Seeing red: color vision in the largemouth bass

Abstract

How animals visually perceive the environment is key to understanding important ecological behaviors, such as predation, foraging, and mating. This study focuses on the visual system properties and visual perception of color in the largemouth bass Micropterus salmoides. This study (1) documents the number and spectral sensitivity of photoreceptors, (2) uses these parameters to model visual perception, and (3) tests the model of color perception using a behavioral assay. Bass possess single cone cells maximally sensitive at 535 nm, twin cone cells maximally sensitive at 614 nm, and rod cells maximally sensitive at 528 nm. A simple model of visual perception predicted that bass should not be able to discern between chartreuse yellow and white nor between green and blue. In contrast, bass should be able to discern red from all achromatic (i.e., gray scale) stimuli. These predictions were partially upheld in behavioral trials. In behavioral trials, bass were first trained to recognize a target color to receive a food reward, and then tested on their ability to differentiate between their target color and a color similar in brightness. Bass trained to red and green could easily discern their training color from all other colors for target colors that were similar in brightness (white and black, respectively). This study shows that bass possess dichromatic vision and do use chromatic (i.e., color) cues in making visual-based decisions.
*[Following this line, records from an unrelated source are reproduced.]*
PR #5851, opened 2026-07-08
Media Preview content scanning

Velin92:
Allows for scanning and presenting the result of the scan for medias also in the media preview carousel. I also added a way for the error state to also be swiped across the screen so that it feels natural when swiping between items that belong to QL, if one of the items has an unsafe error. (Otherwise it's hard to tell that the swipe is actually happening)

### DIFF
--- a/ElementX/Sources/Screens/FilePreviewScreen/TimelineMediaPreviewDataSource.swift
+++ b/ElementX/Sources/Screens/FilePreviewScreen/TimelineMediaPreviewDataSource.swift
@@ -158,6 +158,9 @@ enum TimelineMediaPreviewItem: Equatable {
         
         var downloadError: Error?
         
+        /// When set, the media failed content scanning and must not be downloaded or previewed.
+        var contentScanningFailure: ContentScanningFailure?
+        
         init(timelineItem: EventBasedMessageTimelineItemProtocol) {
             self.timelineItem = timelineItem
         }
--- a/ElementX/Sources/Screens/FilePreviewScreen/TimelineMediaPreviewDataSource.swift
+++ b/ElementX/Sources/Screens/FilePreviewScreen/TimelineMediaPreviewDataSource.swift
@@ -144,7 +144,29 @@ class TimelineMediaPreviewDataSource: NSObject, QLPreviewControllerDataSource {
 
 enum TimelineMediaPreviewItem: Equatable {
     case media(Media)
+    case contentScan(Scan)
     case loading(Loading)
+    
+    /// The media item this preview is for, regardless of its content scanning state.
+    var mediaItem: Media? {
+        switch self {
+        case .media(let mediaItem): mediaItem
+        case .contentScan(let scan): scan.media
+        case .loading: nil
+        }
+    }
+    
+    /// A media item that is being processed by the content scanner, or that failed a scan
+    /// and therefore must not be downloaded or previewed.
+    struct Scan: Equatable {
+        enum State: Equatable {
+            case scanning
+            case failure(ContentScanningFailure)
+        }
+        
+        let media: Media
+        let state: State
+    }
     
     /// Wraps a media file and title to be previewed with QuickLook.
     @Observable class Media: NSObject, QLPreviewItem, Identifiable {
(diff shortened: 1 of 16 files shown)


ElementX/Sources/Screens/FilePreviewScreen/View/TimelineMediaContentScanningFailureView.swift
```diff
@@ -0,0 +1,61 @@
...
+//
+
+import Compound
+import SwiftUI
+
+/// Shown fullscreen in place of the media preview when the media failed content scanning.
+struct TimelineMediaContentScanningFailureView: View {
+    let failure: ContentScanningFailure
+    
+    var body: some View {
```
pixlwave, line 15: We can use `TitleAndIcon` here.

ElementX/Sources/Screens/FilePreviewScreen/View/TimelineMediaPreviewController.swift
```diff
@@ -175,6 +185,36 @@ class TimelineMediaPreviewController: QLPreviewController {
         }
     }
     
+    /// Makes the centered overlay (scan failure, download error/indicator) track the page scroll view
+    /// when swiping between items, as it would otherwise float statically above the moving pages.
+    private func observePageScrollViewIfNeeded() {
+        guard pageScrollViewObservation == nil, let pageScrollView else { return }
+        
+        pageScrollViewObservation = pageScrollView.observe(\.contentOffset) { [weak self] _, _ in
```
pixlwave: Should we use `pageScrollView.publisher(for: \.contentOffset)` here instead of old-school KVO?

ElementX/Sources/Screens/FilePreviewScreen/TimelineMediaPreviewDataSource.swift
```diff
@@ -158,6 +158,12 @@ enum TimelineMediaPreviewItem: Equatable {
         
         var downloadError: Error?
         
+        /// When set, the media failed content scanning and must not be downloaded or previewed.
+        var contentScanningFailure: ContentScanningFailure?
+        
+        /// Whether the media is currently being scanned by the content scanner.
+        var isBeingScanned = false
+
```
pixlwave: I'm curious. Did you explore whether it worked to use an additional case (or 2) on the enum for the content scanner for these instead of bundling them into the displayable case? It feels like it would be safer.

pixlwave (commented):
Just some initial comments for the moment. I'd be interested to know whether that enum case would work here.

ElementX/Sources/Screens/FilePreviewScreen/TimelineMediaPreviewDataSource.swift
Velin92: like using an enum of scanning, failed, unsafe, safe? yeah I guess it's also more consistent with the other side of the implementation

ElementX/Sources/Screens/FilePreviewScreen/View/TimelineMediaContentScanningFailureView.swift
Velin92: However they sizing does differ a bit from figma and the generic title and icon even if the design looks similar,  figma wants LGSemibold, while the default is HeadingSemibold

pixlwave: My bad, it isn't using the component is it 🤦‍♂️

ElementX/Sources/Services/Client/ClientProxy.swift
pixlwave, line 1: Might be worth doing then 😅

ElementX/Sources/Screens/FilePreviewScreen/TimelineMediaPreviewViewModel.swift
```diff
@@ -109,28 +113,65 @@ class TimelineMediaPreviewViewModel: TimelineMediaPreviewViewModelType {
...
-                    mediaItem.fileHandle = handle
-                    state.previewControllerDriver.send(.itemLoaded(mediaItem.id))
-                case .failure(let error):
-                    MXLog.error("Failed loading media: \(error)")
-                    context.objectWillChange.send() // Manually trigger the SwiftUI view update.
-                    mediaItem.downloadError = error
-                }
+            guard mediaItem.fileHandle == nil, let source = mediaItem.mediaSource else { return }
+            
+            guard await checkSourceSafetyIfNeeded(for: mediaItem, source: source) else { return }
```
pixlwave: Given this returns a `Bool` maybe it should be `checkSourceIsSafeIfNeeded` as it wasn't immediately obvious to me that it was the place we gate on the scan result.

pixlwave (approved):
Looks great, nice job! 👌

Keywords: bass; cones; photoreceptors; rods; vision.

Figure 1.

Reflectance spectra of colored cards used for training and behavioral assays.

Figure 2.

Opponency compared with relative brightness in M. salmoides visual detection model for training colors (chartreuse yellow, white, red, blue, green, and black) and achromatic stimuli used in assay 3 (white, gray 1, gray 2, gray 3, gray 4, gray 5, and black). If bass use only achromatic cues, then bass should be unable to distinguish red from gray 1 or gray 2, blue and green from gray 4/black, and yellow from white, as these stimuli have similar brightness.

Figure 3.

Examples of fitted relative absorbance curves for (A) a rod, (B) a green single cone, and (C) a red twin cone. The specific rod shown and red twin cone cells were measured in Illinois bass. The specific green single cone shown was measured in Florida bass.

Figure 4.

The average proportion of approaches/strikes at each color as a function of training color (A–F). Means ± SE are shown. n = 2 for each bar. A–F indicate training color. Experiment 1—The data show the results of trials where olfactory cues were present. Experiment 2—The data show the results of trials when olfactory cues were absent. The x-axis indicates the pipette color.

Figure 5.

Experiment 3—Proportion of time spent near simultaneously presented stimuli during test trials (mean ± SE). Bar represents target colors presented to bass where TC = training color, W = white, G1–G5 = gray targets, and B = black. Each grid represents bass trained to A = red and B = green.